Davis went to Las Vegas to gamble and to Hong Kong to buy clothes for his huge frame.

"I just cannot find tailors here who can fit this body," he said in 2001.

Outspoken at UNC

His gifts to UNC-CH included $1 million to help build the sports arena named for basketball coach Dean Smith. He gave $1.4 million for students who would teach in poor areas of northeastern North Carolina.

Davis held courtside tickets to all UNC home basketball games, and he frequently distributed them to medical students and friends.

Every spring for more than 20 years, he distributed ACC and NCAA basketball tournament tickets and political advice from his office suite in the Governors Inn at Research Triangle Park.

Davis served as a Duke University trustee and a member of the statewide UNC Board of Governors, and he endowed buildings and programs at N.C. State and Elizabeth City State universities.

Davis quit the UNC board in 1991 after charging that C.D. Spangler Jr., then the UNC president, was advancing his family fortune while neglecting the university's problems. Later, Davis was a critic of Spangler's successor, Molly Broad, and a key figure in contentious efforts to win greater autonomy for UNC-Chapel Hill.
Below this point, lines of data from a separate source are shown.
PR #2526, opened 2022-11-14
Add note about resetting behavior of local_spike_counter

### LINKED ISSUE #2465: Document local_spike_counter resetting behavior
**Describe the flaw**

`local_spike_counter` will reset in repeated calls to simulate(), which is not documented
The assumed behavior is that it would reset after resetting the kernel.

**Suggest an improvement**
Add text to describe this behavior in PyNEST API.

@JoseJVS let me know if this isn't quite correct

jessica-mitchell:
Resolves #2465 

This PR adds a note to the local_spike_counter and to Run() regarding the resetting behavior.


pynest/nest/__init__.py
```diff
@@ -373,7 +373,7 @@ def __dir__(self):
             "Number of spikes fired by neurons on a given MPI rank during the"
             + " most recent call to :py:func:`.Simulate`. Only spikes from"
             + " \"normal\" neurons are counted, not spikes generated by devices"
-            + " such as ``poisson_generator``"
+            + " such as ``poisson_generator``. Resets on each call to ``Run``."
```
heplesser, line 376:
```suggestion
            + " such as ``poisson_generator``. Resets on each call to ``Simulate`` or ``Run``."
```

heplesser (changes requested):
Looks good, just one small suggestion.

heplesser:
@josejvs Could you be second reviewer on this one?

jessica-mitchell:
> @JoseJVS Could you be second reviewer on this one?

Yes, I wanted to add him but he was not on the list of reviewers that I could pick from.

heplesser (approved):

JoseJVS:
I feel that saying "Resets on each call to ``Simulate`` or ``Run``." is misleading in the sense that Simulate implies Run whereas "Simulate or Run" might give the impression that they may be disjoint.
Although I agree that this makes it clearer for people who don't know that Simulate also executes Run, it might make it confusing for people who do know.
One possible solution would be to have "Resets on each call to  ``Run`` (also called upon by ``Simulate``)." , of course this might not be the best solution but to me this way we avoid the previously stated confusion and those who did not know the relationship between Simulate and Run can learn it by chance.
Of course this is purely from a semantics point of view and in itself the proposed statement is already enough for the objective of this PR.

jessica-mitchell:
> I feel that saying "Resets on each call to `Simulate` or `Run`." is misleading in the sense that Simulate implies Run whereas "Simulate or Run" might give the impression that they may be disjoint. Although I agree that this makes it clearer for people who don't know that Simulate also executes Run, it might make it confusing for people who do know. One possible solution would be to have "Resets on each call to `Run` (also called upon by `Simulate`)." 

I think "called upon" is a bit confusing.  
I assume the intention here is if you write `simulate()` or `run()` in your script both have the affect that local_spike_counter resets. That's how I would interpret this, is that correct? In the end, for a user it doesnt matter if `simulate` triggers `run` so long as they understand the outcome. For developers, if its not clear how these commands operate, then we should consider expanding the documentation on this topic.

JoseJVS:
I see perhaps just "called by" is enough?
In any case, I was just giving my opinion from a semantics point of view but "Simulate or Run" is enough for the information we want to convey in this PR.

jessica-mitchell:
I think I'd rather be more explicit, and in the Run function mention that it is called during simulate but in a separate sentence from the one with local_spike_counter. I think this line 
```
Simulate(t): t' = t/m; Prepare(); for _ in range(m): Run(t'); Cleanup() 
```
is trying to do that. Although I would like to see some text around that.  I could create another PR, just for that.

jessica-mitchell:
@JoseJVS I just added you as a reviewer, I didn't see your handle on the list yesterday, maybe I was blind. If you are happy with this current PR can you please approve thanks

JoseJVS:
As long as the fact that Run is called by Simulate, is properly documented elsewhere I think everything is good.
Also you were not blind yesterday, I was just not a member in the nest initiative group in github but HEP sent me an invite and now I can properly be a reviewer.

JoseJVS (approved):

PR #2527, opened 2022-11-15
Fix output of nest.spatial in Read the Docs

### LINKED ISSUE #2513: Missing spatial user documentation
In both the [3.3 release](https://nest-simulator.readthedocs.io/en/v3.3/ref_material/pynest_apis.html#module-nest.spatial_distributions.hl_api_spatial_distributions) and [latest](https://nest-simulator.readthedocs.io/en/latest/ref_material/pynest_apis.html#module-nest.spatial_distributions.hl_api_spatial_distributions) (as of writing) documentation on `Functions related to spatial distributions`, the documentation from [pynest/nest/spatial/hl_api_spatial.py](https://github.com/nest/nest-simulator/blob/master/pynest/nest/spatial/hl_api_spatial.py) is missing. The module is listed in [pynest_apis.rst](https://github.com/nest/nest-simulator/blob/master/doc/htmldoc/ref_material/pynest_apis.rst#functions-related-to-spatial-distributions), so the origin of the bug is not immediately obvious to me.

Note that the missing documentation also means that the references to `spatial.grid` and `spatial.free` in [`Create`](https://nest-simulator.readthedocs.io/en/latest/ref_material/pynest_apis.html#nest.lib.hl_api_nodes.Create) do not lead anywhere.

med-ayssar:
Fixes #2513

### DIFF
--- a/pynest/nest/spatial/hl_api_spatial.py
+++ b/pynest/nest/spatial/hl_api_spatial.py
@@ -46,8 +46,11 @@ class DistanceParameter(Parameter):
     be used in contexts with two nodes, e.g. when connecting.
     """
 
+    __distanceParam = None
+
     def __init__(self):
         distance_parameter = CreateParameter('distance', {})
+
         super().__init__(distance_parameter._datum)
 
     @property
@@ -82,8 +85,17 @@ class DistanceParameter(Parameter):
         """
         return CreateParameter('distance', {'dimension': dimension})
 
+    @staticmethod
+    def getInstance():
+        if DistanceParameter.__distanceParam:
+            return DistanceParameter.__distanceParam
+        else:
+            DistanceParameter.__distanceParam = DistanceParameter()
+            return DistanceParameter.__distanceParam
 
-distance = DistanceParameter()
+
+def distance():
+    return DistanceParameter.getInstance()
 
 
 class pos:
--- a/pynest/nest/spatial/hl_api_spatial.py
+++ b/pynest/nest/spatial/hl_api_spatial.py
@@ -91,6 +91,7 @@ class DistanceParameter(Parameter):
 def __getattr__(name):
     if name == "distance":
         return DistanceParameter()
+    raise AttributeError(f"module {__name__} has no attribute {name}")
 
 
 class pos:
--- a/pynest/nest/spatial/hl_api_spatial.py
+++ b/pynest/nest/spatial/hl_api_spatial.py
@@ -22,6 +22,7 @@
 import numpy as np
 from ..lib.hl_api_types import CreateParameter, Parameter
 from ..ll_api import sli_func
+import functools
 
 __all__ = [
     'distance',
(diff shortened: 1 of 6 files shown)


jessica-mitchell:
There is nest.spatial and nest.lib.spatial - and these are separate sections in Read the Docs API, for "spatially-distributed nodes" and "spatial distributions", which is a bit confusing. 
I want to know if we can either move lib.spatial into spatial or rename it. And clarify any relevant differences in the docs or simply combine them if that makes sense.

pynest/nest/spatial/hl_api_spatial.py
```diff
@@ -46,6 +46,8 @@ class DistanceParameter(Parameter):
     be used in contexts with two nodes, e.g. when connecting.
     """
 
+    __distanceParam = None
```
hakonsbm, line 49: I think we only need a single underscore here instead of the double one.

pynest/nest/spatial/hl_api_spatial.py
```diff
@@ -82,8 +84,17 @@ def n(dimension):
         """
         return CreateParameter('distance', {'dimension': dimension})
 
+    @staticmethod
+    def getInstance():
```
hakonsbm, line 88: Should be renamed to `get_instance`. Also add a docstring.

pynest/nest/spatial/hl_api_spatial.py
```diff
@@ -82,8 +84,17 @@ def n(dimension):
...
+        if DistanceParameter.__distanceParam:
+            return DistanceParameter.__distanceParam
+        else:
+            DistanceParameter.__distanceParam = DistanceParameter()
+            return DistanceParameter.__distanceParam
+
 
-distance = DistanceParameter()
+def distance():
```
hakonsbm, line 96: Could probably add a docstring to `distance` as well.

hakonsbm (changes requested):
I have just a couple suggestions for the code.

pynest/nest/spatial/hl_api_spatial.py
med-ayssar: I have tested it with double underscores, and it makes the `__distanceParam` not accessible from outside the class.

pynest/nest/spatial/hl_api_spatial.py
```diff
@@ -83,7 +87,11 @@ def n(dimension):
         return CreateParameter('distance', {'dimension': dimension})
 
 
-distance = DistanceParameter()
+@functools.cache
+def __getattr__(name):
+    if name == "distance":
+        return DistanceParameter()
+    raise AttributeError(f"module {__name__} has no attribute {name}")
```
Helveg, line 94: This `__getattr__` call should be moved up one module to `nest.spatial`, otherwise the import in `nest.spatial` triggers this import at import-time again. I propose this:

### In `nest/spatial/__init__.py`

```python
from .hl_api_spatial import _distance_singleton

__all__ = [..., "distance"]

def __getattr__(name):
  if name == "distance":
    return _distance_singleton()
```

### In `hl_api_spatial.py`

```python
@functools.cache
def _distance_singleton():
  return DistanceParameter()
```

pynest/nest/spatial/hl_api_spatial.py
```diff
@@ -33,19 +34,22 @@
...
-    Alternatively the distance in a single dimension may be chosen. Three
-    properties are defined, x, y, and z, which represent the distance in
-    their respective dimensions. Note that the distance parameter can only
-    be used in contexts with two nodes, e.g. when connecting.
-    """
+Alternatively the distance in a single dimension may be chosen. Three
+properties are defined, x, y, and z, which represent the distance in
+their respective dimensions. Note that the distance parameter can only
+be used in contexts with two nodes, e.g. when connecting.
+"""
```
Helveg, line 49: See my comment below, this ought to be moved to `nest/spatial/__init__.py`

Helveg (changes requested):
We should avoid that `distance` is created at import time, which we can do by moving this logic to `nest.spatial`

Helveg:
> There is nest.spatial and nest.lib.spatial - and these are separate sections in Read the Docs API, for "spatially-distributed nodes" and "spatial distributions", which is a bit confusing. I want to know if we can either move lib.spatial into spatial or rename it. And clarify any relevant differences in the docs or simply combine them if that makes sense.

I'm also highly in favor of merging the 2 modules! It's confusing.

pynest/nest/spatial/hl_api_spatial.py
Helveg: docstring has been added

pynest/nest/spatial/hl_api_spatial.py
Helveg: name wrangling with double underscore isn't usually recommended, unless you have a complex hierarchy where you know each class in the hierarchy will need to lookup their own possibly overlapping class attributes.

> and it makes the __distanceParam not accessible from outside the class.

This is not true, and why it's not recommended: access modifiers don't exist in Python, your attribute is still accessible as `f"_{self.__class__.__name__}_distanceParam"` ;p

Helveg (approved):
Looks good. `nest.spatial.distance` works, import time code is avoided and the docs render and reference to distance just fine.

hakonsbm (approved):

PR #2531, opened 2022-11-23
Make CMakeLists install-nodoc cmd ninja compatible

marcelkrueger:
Hello everyone,

https://github.com/nest/nest-simulator/pull/2396 introduced a regression by limiting cmake generation to make-based build systems by using the Makefile specific ` $(MAKE)` variable. 
 ` $(MAKE)` is not substituted by cmake, instead it is only substitute by make-based system when encountering it in the makefile.
Therefore, cmake can only generate correct files for Makefile based build systems as ninja for example does not know how to handle ` $(MAKE)` in ninja.build files.
The breakage w.r.t. ninja was also mentioned by the PR author @Helveg.

This is a quick fix that allows using ninja again as a build system. 
While this is not an optimal and permanent solution it removes the regression introduced by https://github.com/nest/nest-simulator/pull/2396 with minimal changes while https://github.com/nest/nest-simulator/issues/1905 is still discussed.

Best,
Marcel

### DIFF
--- a/CMakeLists.txt
+++ b/CMakeLists.txt
@@ -368,8 +368,14 @@ install( FILES LICENSE README.md
     DESTINATION ${CMAKE_INSTALL_DOCDIR}
     )
 
-add_custom_target( install-nodoc
-  COMMAND $(MAKE) NEST_INSTALL_NODOC=true install
-)
+if(${CMAKE_GENERATOR} STREQUAL "Ninja")
+  add_custom_target( install-nodoc
+    COMMAND ninja NEST_INSTALL_NODOC=true install
+    )
+else()
+  add_custom_target( install-nodoc
+    COMMAND $(MAKE) NEST_INSTALL_NODOC=true install
+    )
+endif()
 
 nest_print_config_summary()


Helveg:
I didn't know this! Thanks for setting this right. So then there's no way for something like `make install-nodoc` to work properly?

marcelkrueger:
At least not build system independent as far as me and my colleagues know. 

A probably more idiomatic way to solve it would be to either use cmake flags as proposed in  https://github.com/nest/nest-simulator/issues/1905 or document that user should set the env variable themselves, e.g.: 
`NEST_INSTALL_NODOC=true make install` 
Either way the check can take place in the cmake script and calling the generator scripts can be skipped as from a quick glance the python script doesn't do anything if the ENV var is set besides printing which can be done via cmake as well.

Disclaimer: I am not deeply familiar with the whole build system and just wanted to restore ninja compatibility with this quickfix.

Helveg:
I don't know how many build system NEST supports, or how many there are, but would it make sense to invert this check so that exclusively `make` uses the `$(MAKE)` variable?

jougs:
@marcelkrueger: can you please resolve the conflicts?

Also: #1905 has been closed recently, so this issue can't be solved properly in that context. What's your feeling here? I think I'd actually be fine with the conditional forever.

marcelkrueger:
Looks like https://github.com/nest/nest-simulator/pull/2544/ completely removed the section making trouble w.r.t. to ninja. 
Therefore, the conditional is not necessary anymore.

I just tested the current master (ebdc604eb623714607414b754b9dcdc3f5af14d8) and was able to use ninja again without any modifications to the CMakeLists.txt :+1:

PR #2533, opened 2022-11-25
Abort NEST if run using mpirun but compiled without support for MPI

### LINKED ISSUE #2381: Prevent NEST from running under mpirun-control if not built with MPI

jougs:
This fixes #2381.

### DIFF
--- a/nestkernel/mpi_manager.cpp
+++ b/nestkernel/mpi_manager.cpp
@@ -183,15 +183,15 @@ void
 nest::MPIManager::initialize()
 {
 #ifndef HAVE_MPI
-  char* pmix_rank_set = std::getenv( "PMIX_RANK" );  // set by OpenMPI's launcher
-  char* pmi_rank_set = std::getenv( "PMI_RANK" );    // set by MPICH's launcher
+  char* pmix_rank_set = std::getenv( "PMIX_RANK" ); // set by OpenMPI's launcher
+  char* pmi_rank_set = std::getenv( "PMI_RANK" );   // set by MPICH's launcher
   if ( pmix_rank_set or pmi_rank_set )
   {
     LOG( M_FATAL,
       "MPIManager::initialize()",
       "You seem to be using NEST via an MPI launcher like mpirun, mpiexec or srun "
       "although NEST was not compiled with MPI support. Please see the NEST "
-      "documentation about parallel and distributed computing. Exiting.");
+      "documentation about parallel and distributed computing. Exiting." );
     std::exit( 127 );
   }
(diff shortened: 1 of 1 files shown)


jougs:
Should this be mentioned somewhere in the documentation, or do you consider this just an ordinary safeguard that goes without saying?

nestkernel/mpi_manager.cpp
```diff
@@ -180,6 +182,19 @@ nest::MPIManager::init_mpi( int* argc, char** argv[] )
...
 nest::MPIManager::initialize()
 {
+#ifndef HAVE_MPI
+  char* pmix_rank_set = std::getenv( "PMIX_RANK" );  // set by OpenMPI's launcher
+  char* pmi_rank_set = std::getenv( "PMI_RANK" );    // set by MPICH's launcher
+  if ( pmix_rank_set or pmi_rank_set )
+  {
+    LOG( M_FATAL,
+      "MPIManager::initialize()",
+      "You seem to be using NEST via an MPI launcher like mpirun or mpiexec, "
```
heplesser, line 192:
```suggestion
      "You seem to be using NEST via an MPI launcher like mpirun, mpiexec or srun "
```

heplesser (commented):
Since many will be using NEST via Slurm, I think it makes sense to mention `srun` as well. I don't think we need to add more information to the documentation, since this is a corner case and the error message very informative.

But why did the "Full" test fail? I restarted the test just in case it was a random system problem.

jougs:
> But why did the "Full" test fail? I restarted the test just in case it was a random system problem.

I have no clue. It's the same failure as in https://github.com/nest/nest-simulator/actions/runs/3550596187/jobs/5968895331, so I don't think this is related to the code here.

med-ayssar:
As this new testing feature will not be tested by the CI, I think it is important to add an extra unittest for this case and expect it to fail.

heplesser (approved):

"He was not bashful about letting his feelings be known," former UNC-CH chancellor Paul Hardin said.

'A tough guy'

In recent years Davis was weakened after a series of strokes, but he continued to receive visitors at his Chapel Hill home. A few hundred friends came from a half-dozen states for his 88th birthday party in January.

"He was a tough guy, by God, and he fought to his last breath," said Bob Eubanks of Chapel Hill, his son-in-law and former business partner. "He was always looking for ways to help people. He used to tell me he wanted to give away the last dollar he had on the day he died."

SUPPORT FOR A STUDENT AND A PRESIDENT

A GRADUATION GIFT

In the spring of 1999, Reyna Walters, student body president at UNC-Chapel Hill, chatted with Walter Davis about her plan to earn money over the summer for a trip to Europe.

"He said he was going to make that happen for me," recalled Walters, now a lawyer in Washington. Later, a $10,000 check from Davis arrived.

Walters spent two months touring Europe on his graduation gift.

"I know it sounds sort of cliche," she said, "but it really did change my life."

DAVIS AND THE FIRST IRAQ WAR

In 1991, Walter Davis bought a full-page ad in The Washington Post to support the decision by the first President Bush to go to war with Iraq and protect the gulf region's oil reserves.

Terry Sanford, then a Democratic U.S. senator from North Carolina whom Davis backed, worried that the nation was starting another Vietnam War.

"Terry said, 'We'll lose 70,000 people,' and I said, 'I'll bet you a steak dinner we don't lose 100,' " Davis said in 2001. "And we only lost five."

ARRANGEMENTS

Walter Davis is survived by his wife, JoAnn. A funeral is planned for 2 p.m. Friday at Chapel of the Cross in Chapel Hill, with a reception to follow in the church.